** Opening DATA FOR ANALYSIS block **
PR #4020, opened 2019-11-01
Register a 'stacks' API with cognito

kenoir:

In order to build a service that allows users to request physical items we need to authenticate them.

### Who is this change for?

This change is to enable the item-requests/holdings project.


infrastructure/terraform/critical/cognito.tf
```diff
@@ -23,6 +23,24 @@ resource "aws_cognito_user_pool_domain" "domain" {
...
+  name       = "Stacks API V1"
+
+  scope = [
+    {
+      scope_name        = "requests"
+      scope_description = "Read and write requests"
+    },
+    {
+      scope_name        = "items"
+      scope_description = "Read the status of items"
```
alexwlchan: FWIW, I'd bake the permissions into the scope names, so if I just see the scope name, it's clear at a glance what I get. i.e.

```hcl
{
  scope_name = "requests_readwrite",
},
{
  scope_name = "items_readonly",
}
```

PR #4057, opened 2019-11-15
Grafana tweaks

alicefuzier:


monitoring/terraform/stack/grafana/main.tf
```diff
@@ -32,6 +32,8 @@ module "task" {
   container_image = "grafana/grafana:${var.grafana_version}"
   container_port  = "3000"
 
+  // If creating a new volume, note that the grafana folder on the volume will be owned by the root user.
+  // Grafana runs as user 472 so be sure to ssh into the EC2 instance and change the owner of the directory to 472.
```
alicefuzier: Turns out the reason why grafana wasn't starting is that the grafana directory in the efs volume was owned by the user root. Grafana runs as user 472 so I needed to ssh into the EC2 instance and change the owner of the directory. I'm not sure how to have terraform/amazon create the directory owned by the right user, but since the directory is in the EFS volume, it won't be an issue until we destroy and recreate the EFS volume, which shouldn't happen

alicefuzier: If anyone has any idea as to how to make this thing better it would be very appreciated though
** Closing DATA FOR ANALYSIS block **
PROBLEM TO WORK ON –
Look through the entries and copy every line in which the string "into" appears.

RESPONSE –
alexwlchan: FWIW, I'd bake the permissions into the scope names, so if I just see the scope name, it's clear at a glance what I get. i.e.
+  // Grafana runs as user 472 so be sure to ssh into the EC2 instance and change the owner of the directory to 472.
alicefuzier: Turns out the reason why grafana wasn't starting is that the grafana directory in the efs volume was owned by the user root. Grafana runs as user 472 so I needed to ssh into the EC2 instance and change the owner of the directory. I'm not sure how to have terraform/amazon create the directory owned by the right user, but since the directory is in the EFS volume, it won't be an issue until we destroy and recreate the EFS volume, which shouldn't happen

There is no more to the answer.